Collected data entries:
PR #301, opened 2018-10-01
Fix some findbugs bugs

julienduchesne:


src/main/java/hudson/plugins/ec2/win/WinConnection.java
```diff
@@ -119,6 +119,10 @@ private static String urlEncode(String value) {
         }
     }
 
+    private static void setLogStreamLevel(int level) {
+        LogStream.level = 6;
```
steven-foster: hardcoded value instead of argument? :)

PR #303, opened 2018-10-02
Upgrade baseline versions of Jenkins, Java, Apache HttpClient, and BouncyCastle

jvz:
Instead of relying directly on a common dependency, this switches to the
Jenkins plugin that bundles HttpClient et al. in an easily upgradeable
Jenkins plugin. This also upgrades the base level of Java required to
1.8 as dependencies (including Jenkins) now require it.

@reviewbybees

### DIFF
--- a/pom.xml
+++ b/pom.xml
@@ -112,7 +112,7 @@ THE SOFTWARE.
         <dependency>
             <groupId>org.jenkins-ci.plugins</groupId>
             <artifactId>bouncycastle-api</artifactId>
-            <version>1.648.3</version>
+            <version>2.17</version>
         </dependency>
         <dependency>
             <groupId>org.jenkins-ci.plugins</groupId>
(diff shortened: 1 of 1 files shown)


pom.xml
```diff
@@ -58,7 +58,7 @@ THE SOFTWARE.
         <changelist>-SNAPSHOT</changelist>
         <powermock.version>1.6.3</powermock.version>
         <jenkins.version>1.651.3</jenkins.version>
-        <java.level>7</java.level>
+        <java.level>8</java.level>
```
dwnusbaum: If you require Java 8 you should bump the Jenkins baseline to 2.60.3, because the 2.60 LTS line is the first version that requires Java 8.

dwnusbaum: Beat @oleg-nenashev by one second 😄

oleg-nenashev: I was reviewing from phone, so sorry for being too slow :D

PR #305, opened 2018-10-02
Update to AWS SDK 1.11.403

jvz:
@reviewbybees


julienduchesne:
We could add M5 types like here: https://github.com/jenkinsci/ec2-plugin/pull/242/files and close it

PR #310, opened 2018-10-16
Tag slave instances to their jenkins master

julienduchesne:
Replaces https://github.com/jenkinsci/ec2-plugin/pull/274 (from my company)

In the case where you have multiple Jenkins masters using the same configuration (same AMI for multiple clouds), the instance cap is shared between all instances and clouds. The workaround is to add an additional tag with the Jenkins url to have this instance cap unique per Jenkins master.


imod:
@julienduchesne could this be the reason for: https://issues.jenkins-ci.org/browse/JENKINS-54266 ?

julienduchesne:
Seems like it. Using the instance identity's public key would be better indeed IMO

batmat:
Fix proposed as https://github.com/jenkinsci/ec2-plugin/pull/314

batmat:
Apart from this, I think it would be great for next times if a JIRA entry can be requested for non trivial changes, so that we can a clear problem definition upstream to refer to.
Here for instance, I _think_ I get it from the PR description, but I am not totally sure. Thanks!

PR #311, opened 2018-10-16
FIX JENKINS-54071

thoulen:
FIX JENKINS-54071

### DIFF
--- a/src/main/java/hudson/plugins/ec2/EC2Cloud.java
+++ b/src/main/java/hudson/plugins/ec2/EC2Cloud.java
@@ -320,7 +320,7 @@ public abstract class EC2Cloud extends Cloud {
         StringWriter sw = new StringWriter();
         StreamTaskListener listener = new StreamTaskListener(sw);
         EC2AbstractSlave node = t.attach(id, listener);
-        Jenkins.getActiveInstance().addNode(node);
+        Jenkins.getInstance().addNode(node);
 
         rsp.sendRedirect2(req.getContextPath() + "/computer/" + node.getNodeName());
     }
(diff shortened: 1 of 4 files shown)


src/main/java/hudson/plugins/ec2/EC2Cloud.java
```diff
@@ -320,7 +320,7 @@ public void doAttach(StaplerRequest req, StaplerResponse rsp, @QueryParameter St
         StringWriter sw = new StringWriter();
         StreamTaskListener listener = new StreamTaskListener(sw);
         EC2AbstractSlave node = t.attach(id, listener);
-        Jenkins.getActiveInstance().addNode(node);
+        Jenkins.getInstance().addNode(node);
```
jvz: Should use `Jenkins.get()` to avoid NPE.

src/main/java/hudson/plugins/ec2/SlaveTemplate.java
```diff
@@ -643,10 +646,10 @@ private void wakeOrphansUp(AmazonEC2 ec2, List<Instance> orphans) {
 
         if (!instances.isEmpty()) {
             StartInstancesRequest siRequest = new StartInstancesRequest(instances);
-            StartInstancesResult siResult = ec2.startInstances(siRequest);
-
+            StartInstancesResult  siResult = ec2.startInstances(siRequest);
```
julienduchesne: added whitespace

src/main/java/hudson/plugins/ec2/EC2Cloud.java
thoulen: At the moment the code is mainly using the getInstance(), and the getActiveInstance() is deprecated. If we want to move to jenkins.get() we should handle in a separate "global clean up"commit

thoulen: yes, I am going to submit the patch for the problem reported by the findbugs

jvz: It's amusing because `Jenkins.getInstance()` is a nullable method, but it wasn't an issue until they broke up the methods.

PR #314, opened 2018-10-26
[JENKINS-54266] Warn if no server URL and default to instance-identity instead

batmat:
https://issues.jenkins-ci.org/browse/JENKINS-54266

(Also filed https://github.com/jenkinsci/instance-identity-module/pull/13 but cannot use it for now at it needs to be merged, released, and become embedded in the minimum Jenkins baseline, hence in a pretty far future.)

### DIFF
--- a/pom.xml
+++ b/pom.xml
@@ -130,6 +130,12 @@ THE SOFTWARE.
             <version>4.5.5-3.0</version>
         </dependency>
         <dependency>
+            <groupId>org.jenkins-ci.modules</groupId>
+            <artifactId>instance-identity</artifactId>
+            <version>2.2</version>
+            <scope>provided</scope><!-- comes from the core -->
+        </dependency>
+        <dependency>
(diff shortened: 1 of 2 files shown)


batmat:
FindBugs is drunk AFAICT, fixing the build still, a green build is not just a nice to have.

thoulen:
I would rather not put tags if not available.. but is fine

batmat:
I think I overlooked the fact this was not the only location to change: https://github.com/jenkinsci/ec2-plugin/commit/701758bfb9eb238f762d4e15df1e0941492def25#diff-f2115e33148d3db7c133fe014ad9dfddR505

Anyway, going to propose a fix, and this time I will double-check I do not see the issue anymore. 
Not such a big issue, though, in probably 99% of cases since Jenkins by default sets the server url by Javascript when opening /configure, so any instance out there where admins did save at least once there won't ever hit this, but well it's just not good for reputation in general ;-).

PR #315, opened 2018-10-27
Reincrementalify and update to latest parent pom

batmat:
This will get the [>= 3.18 parent pom](https://github.com/jenkinsci/plugin-pom/blob/master/CHANGELOG.md#318) so that the pom.xml is automatically _reincrementalified_ on normal releases and this way the EC2 plugin still gets its incremental releases published at http://repo.jenkins-ci.org/incrementals/org/jenkins-ci/plugins/ec2/ as expected :)

I had filed https://issues.jenkins-ci.org/browse/INFRA-1825 before realizing the issue might be on the EC2 plugin side. Hence this PR.

### DIFF
--- a/pom.xml
+++ b/pom.xml
@@ -30,11 +30,11 @@ THE SOFTWARE.
     <parent>
       <groupId>org.jenkins-ci.plugins</groupId>
       <artifactId>plugin</artifactId>
-      <version>3.15</version>
+      <version>3.25</version>
     </parent>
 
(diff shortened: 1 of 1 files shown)


batmat:
cool, this seems to fix the issue, as the sha of this PR got published:
http://repo.jenkins-ci.org/incrementals/org/jenkins-ci/plugins/ec2/1.42-rc793.29f87d3fb1d2/

PR #317, opened 2018-10-29
FIX-JENKINS-54315 AWS API's eventual consistency

thoulen:


src/main/java/hudson/plugins/ec2/EC2AbstractSlave.java
```diff
@@ -524,7 +524,7 @@ protected void clearLiveInstancedata() throws AmazonClientException {
      * clearLiveInstancedata if needed
      */
     protected void pushLiveInstancedata() throws AmazonClientException {
-        Instance inst = CloudHelper.getInstance(getInstanceId(), getCloud());
+        Instance inst = CloudHelper.getInstanceWithRetry(getInstanceId(), getCloud());
```
jvz: Looks like you'll need to propagate or handle the `InterruptedException` here and elsewhere.

PR #318, opened 2018-11-05
[JENKINS-53858] Remove synchronized from EC2Cloud.connect() to fix deadlock

r4v5:
There are multiple codepaths that can call connect(). Some codepaths
have already acquired the hudson.model.Queue lock, and others don't, so
the synchronized keyword here can lead to deadlocks where one thread is
holding the Queue lock and trying to lock the EC2Cloud, and another
thread is holding the EC2Cloud lock and trying to lock the Queue.

With the keyword removed, there's the possibility of multiple EC2
connections occurring, but I've yet to see this cause any observable
problems in reality, and the deadlock issue seems to have stopped
entirely.

We also move to a single purpose-built ReentrantLock per EC2Cloud
instance, since that codepath was one of the most common holders of the
EC2Cloud lock.

cc @thoulen

### DIFF
--- a/src/main/java/hudson/plugins/ec2/EC2Cloud.java
+++ b/src/main/java/hudson/plugins/ec2/EC2Cloud.java
@@ -59,6 +59,7 @@ import java.util.Set;
 import java.util.UUID;
 import java.util.concurrent.Callable;
 import java.util.concurrent.TimeUnit;
+import java.util.concurrent.locks.ReentrantLock;
 import java.util.logging.Level;
 import java.util.logging.LogRecord;
 import java.util.logging.Logger;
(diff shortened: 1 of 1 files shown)


thoulen:
I am going to stress test the patch, in the past we have several problem on double connection. 
Eventually we can handle with lock file in the node, as was already proposed some time ago.

r4v5:
Thanks. I originally tried using a lock like the one around the instance-counting on the connect, but on a Jenkins restart it would presumably deserialize the class instead of calling the constructor, so the lock was null, and I couldn’t figure out a way to deserialize a lock in a threadsafe manner without...some other lock anyway.

What are the problems if there are duplicate connections hanging around? We have a staging environment where I’m testing this change, I just don’t know how that would manifest and would like to know what to look for.

thoulen:
Jenkins will attempt to connect twice and one of the connections will end up in a exception.
After some stress seems fine, I will prepare a snapshot for more extended testing

thoulen:
Can you check the ticket:
https://issues.jenkins-ci.org/browse/JENKINS-53858
we some problem (I don't know why i didn't see in my env)

r4v5:
I'm also not sure why it didn't cause problems in mine, but I can put up a PR with the fix.

PR #319, opened 2018-11-07
Do not tag instances if no serverUrl

batmat:
https://issues.jenkins-ci.org/browse/JENKINS-54266

This is probably more sensible than my previous attempt on #314, and in the end matches what [@thoulen was saying would probably have been preferrable](https://github.com/jenkinsci/ec2-plugin/pull/314#issuecomment-433432132): we just do not tag in case there's no serverUrl.

It's also a followup of #310, for inter-tracking purpose.

*Anyway* the number of production instances out there without a `serverUrl` is probably close to 0, but well.

### DIFF
--- a/src/main/java/hudson/plugins/ec2/EC2Cloud.java
+++ b/src/main/java/hudson/plugins/ec2/EC2Cloud.java
@@ -46,8 +46,6 @@ import java.net.InetSocketAddress;
 import java.net.MalformedURLException;
 import java.net.Proxy;
 import java.net.URL;
-import java.nio.charset.Charset;
-import java.security.interfaces.RSAPublicKey;
 import java.util.ArrayList;
 import java.util.Collection;
 import java.util.Collections;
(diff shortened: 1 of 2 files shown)


batmat:
Tested by building a local package and manual upload. Going to do a second check on a freshly provisioned setup as soon as ci.jenkins.io builds the incremental release for this PR.

batmat:
Just confirmed this works on a fresh instance. Sorry for the mishaps on #314.

src/main/java/hudson/plugins/ec2/EC2Cloud.java
```diff
@@ -377,8 +367,8 @@ private int countCurrentEC2Slaves(SlaveTemplate template) throws AmazonClientExc
             jenkinsServerUrl = jenkinsLocation.getUrl();
 
         if (jenkinsServerUrl == null) {
-            LOGGER.log(Level.WARNING, "No Jenkins server URL specified, using instance-identity instead");
-            jenkinsServerUrl = getInstanceIdentityEncodedPublicKey();
```
batmat: not trying anymore to be smart for no good reason, just warn and **not** crash if serverUrl is unspecified.

imod:
any chance we can get a release with this soon?

thoulen:
We should release in the beginning of next week, i have two pending task the pr 321 and fix the CAP

PR #321, opened 2018-11-08
JENKINS-53858: Fix NPE on startup due to uninitialized lock

r4v5:
Also catches NPEs on startup from the node health checking thread firing
before everything's set up, which was what I saw on my production
deployment. Oddly, my staging environment was satisfied with just #318.


Cervator:
Heya all - any chance this PR (and the older related one) makes it into a release soonish? :-)

PR #324, opened 2018-11-13
FIX JENKINS-54041

thoulen:
Exclude stopped instance from the count of the CAP, the stopped instances are the first recovered, no problem for node leek

### DIFF
--- a/src/main/java/hudson/plugins/ec2/EC2Cloud.java
+++ b/src/main/java/hudson/plugins/ec2/EC2Cloud.java
@@ -379,13 +379,16 @@ public abstract class EC2Cloud extends Cloud {
         Set<String> instanceIds = new HashSet<String>();
         String description = template != null ? template.description : null;
 
+        //FIXME convert to a filter query
         for (Reservation r : connect().describeInstances().getReservations()) {
             for (Instance i : r.getInstances()) {
                 if (isEc2ProvisionedAmiSlave(i.getTags(), description)
                     && isEc2ProvisionedJenkinsSlave(i.getTags(), jenkinsServerUrl)
                     && (template == null || template.getAmi().equals(i.getImageId()))) {
                     InstanceStateName stateName = InstanceStateName.fromValue(i.getState().getName());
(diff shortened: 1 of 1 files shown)


src/main/java/hudson/plugins/ec2/EC2Cloud.java
```diff
@@ -379,13 +379,16 @@ private int countCurrentEC2Slaves(SlaveTemplate template) throws AmazonClientExc
...
         for (Reservation r : connect().describeInstances().getReservations()) {
             for (Instance i : r.getInstances()) {
                 if (isEc2ProvisionedAmiSlave(i.getTags(), description)
                     && isEc2ProvisionedJenkinsSlave(i.getTags(), jenkinsServerUrl)
                     && (template == null || template.getAmi().equals(i.getImageId()))) {
                     InstanceStateName stateName = InstanceStateName.fromValue(i.getState().getName());
-                    if (stateName != InstanceStateName.Terminated && stateName != InstanceStateName.ShuttingDown) {
+                    if (stateName != InstanceStateName.Terminated && 
+                        stateName != InstanceStateName.ShuttingDown && 
+                        stateName != InstanceStateName.Stopped ) {
```
batmat: I think it'd be great to introduce some small method to clarify to intent and make it easier to reason about/understand.
Here probably what we want in the end is like

```java
if ( isInstanceRunning( i ) {
... 
}
```

src/main/java/hudson/plugins/ec2/EC2Cloud.java
```diff
@@ -379,13 +379,16 @@ private int countCurrentEC2Slaves(SlaveTemplate template) throws AmazonClientExc
         Set<String> instanceIds = new HashSet<String>();
         String description = template != null ? template.description : null;
 
+        //FIXME convert to a filter query
```
batmat: :fireworks: :+1: these growing loops and ifs are becoming more and more scary :-).

thoulen: Yes ... we have to replace with a query on the AWS side, that will reduce the data transfer and the complexity of the if, I promise will be in the 1.43 :-)

PR #327, opened 2018-12-17
JENKINS-46294: Allow block reservations for spot instances

nullify005:
What it says on the tin, allows for the setting of a Spot Block when requesting a spot instance so that you get your instance for at least that duration.

https://issues.jenkins-ci.org/browse/JENKINS-46294


thoulen:
Can you resolve the conflicts ?

nullify005:
done, @thoulen

nullify005:
Something I'm not quite fond of now is the branching structure for spot instances introduced by the useBidPrice boolean.
It feels like there's code duplication here for not a lot of reason - however I'm not going to tackle that here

REQUIREMENT: A single number is asked for: how many lines in the entries above hold the string "master".

RESPONSE BOX: 3